7 exceptional people measured by 5 variables
Child prodigies, as defined by the authors of this 2012 paper, are those who managed to reach professional status in an established field at a remarkably young age. This paper examined 7 child prodigies so outstanding, each had been featured in national and international TV segments for their prowess in music, art, gastronomy, or math.

Previous attempts to uncover the root of child prodigies’ talents proposed several possible factors: general intelligence, working memory ability, visual ability, amount of time spent training in their skill (10+ years), autism, and others.

To investigate each of the above factors, all 7 prodigies in this study took a full intelligence test that evaluated general intelligence, working memory, and visual ability; an autism assessment; and an assessment of their history, lifestyle, and family.
All prodigies fall into the 99th percentile for working memory performance
Regardless of their performance along every other dimension, all prodigies placed in the 99th percentile for working memory ability, or the ability to store and manipulate multiple pieces of information in your mind. Used in everyday life to juggle multiple ongoing activities or hold onto a thought when interrupted, working memory performance proved to be the most exceptional trait shared by every prodigy in this study.

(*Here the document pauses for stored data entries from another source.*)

PR #31, opened 2021-02-03
Support exclusive block

CGastrell:
This PR sets the `supports.multiple: false` for the NPS block.

## Test instructions
Checkout and `make client`. Insert an NPS block on a post, then try to insert another. The second time the NPS should not be available for insertion
image


digitalwaveride (approved):
image
Works for me! 🚀 

It would be kind of nice to give the user some feedback why the block is disabled in that case, but I would think that is an edge case either way. There is no logical reason to add two NPS blocks on a page.

PR #34, opened 2021-02-09
Use Notice component for SignalWarning

CGastrell:
This PR:

  - introduces EditorNotice as a wrapper around Notice (`@wordpress/components/notice`)
  - turns SignalWarning into a of wrapper around EditorNotice for consistency
  - tweak error notice button style and text: now it reads "Retry"

It also turns some styles used inside the Notice into more generic styles so all our notices have a consisten spacing:
image

## Test instructions
Checkout and `make client`. Use a free account with exhausted signals to trigger the warning. See that it looks good and inline with any other notice present.


digitalwaveride:
Great Christian! Huge improvement!

Still not sure about the background styling... 
based on this ... https://developer.wordpress.org/block-editor/components/notice/

image


Will try to find out!

One little thing upfront, for the red warning banner, the color outline should be not blue I guess... does that color come from the component?

ice9js (changes requested):
Overall, nice :)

Prodigies varied considerably in all other measures. General IQ scores ranged from 108 to 142 points (where an average score in the general population is 100); the two prodigies with the lowest IQs were only in the 70th and 79th percentiles. While all prodigies were intelligent, researchers concluded that extreme IQ was not a determinant.

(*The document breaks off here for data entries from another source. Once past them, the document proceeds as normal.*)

PR #566, opened 2022-03-29
feat: New SCM and pull request generators for Gitea 

dmolik:
An initial try at adding Gitea support


dmolik:
Here's my first crack at supporting Gitea for the pull request and SCM generators. I haven't implemented API paging or Repo labels, I wanted to get some eyes on the PR before I went off and added more. Also the Gitea client doesn't support contexts well, so I didn't attempt to incorporate them, I can implement a work around if desired.

dmolik:
Closing via: https://github.com/argoproj/argo-cd/pull/8989

PR #575, opened 2022-04-09
docs(applicationset): update git generator example

Lemmah:
path[0] does not work with more than one application
path[0] ends up with all apps being called "example"

- tried copy pasting as the lazy a** I am and example on docs didn't work as expected.
- path.basename is easy thus very predictable.


rishabh625:
@Lemmah : Please add this changes in argoproj/argo-cd , as this code is been migrated there

Issue #446, opened 2021-12-28
argocd-applicationset-controller should run as non-root


haslersn:
argocd-applicationset-controller should run as non-root in order to be compatible with the Restricted policy of [Pod Security Standards](https://kubernetes.io/docs/concepts/security/pod-security-standards/).

PR #582, opened 2022-05-14
feat: run as non-root

sathieu:
Fixes: #446

Inspired by [argocd's `Dockerfile`](https://github.com/argoproj/argo-cd/blob/1186fee7dc3c1c38e1095fafc34f418dd607c361/Dockerfile#L43-L47).

### DIFF
--- a/Dockerfile
+++ b/Dockerfile
@@ -24,10 +24,17 @@ RUN make build
 FROM docker.io/library/ubuntu:21.10
 
 ENV DEBIAN_FRONTEND=noninteractive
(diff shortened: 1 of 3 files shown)


rishabh625:
@sathieu : This repository is no more maintained do check Readme

sathieu:
@rishabh625 Thanks fr the info.

it looks like this will be fixed in argocd 2.4.0 https://github.com/argoproj/argo-cd/commit/c77cf66aa1f7298216c91e9592f21bc5d924141c

Closing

Prodigies also failed to display high visual abilities across the board and did not train their skills for more than 10 years before demonstrating extraordinary talent. And while prodigies scored differently on the autism assessment compared to a control group of normal people, the difference was not significant.

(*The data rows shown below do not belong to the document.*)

PR #641, opened 2023-07-28
add a organizationNormalized template value for SCM provider

prune998:
From the issue https://github.com/argoproj/applicationset/issues/640

This MR adds a `organizationNormalized` parameter to the SCM provider to ensure we can then use the Org name in templates


prune998:
Tests are faining in the docker build image... which is using `golang:1.13.4`... so old :)

PR #474, opened 2020-12-08
Loosen type signature add_s3_signed_params_to_attachment_image_src

### LINKED ISSUE #416: Should we remove type hinting on wp_get_attachment_image_src because of WordPress?

joehoyle:
Fixes #416

### DIFF
--- a/inc/class-plugin.php
+++ b/inc/class-plugin.php
@@ -581,11 +581,11 @@ class Plugin {
 	 * Add the S3 signed params to an image src array.
 	 *
 	 * @param array{0: string, 1: int, 2: int}|false $image
-	 * @param integer $post_id
+	 * @param integer|"" $post_id The post id, due to WordPress hook, this can be "", so can't just hint as int.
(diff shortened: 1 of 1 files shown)


stuartshields (approved):
@joehoyle Change looks good to me. Approved.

What you can learn from child prodigies
While this 2012 study is far from the last word on prodigies, these findings suggest that working memory may be associated with exceptional abilities of many kinds. This discovery is not a complete surprise: long considered an important ability, working memory is already known to contribute to higher-order cognitive processes such as executive control. In studies that explore topics ranging from emotional control to daydreaming to learning, researchers continue to gain insight into the implications of working memory for various abilities and populations.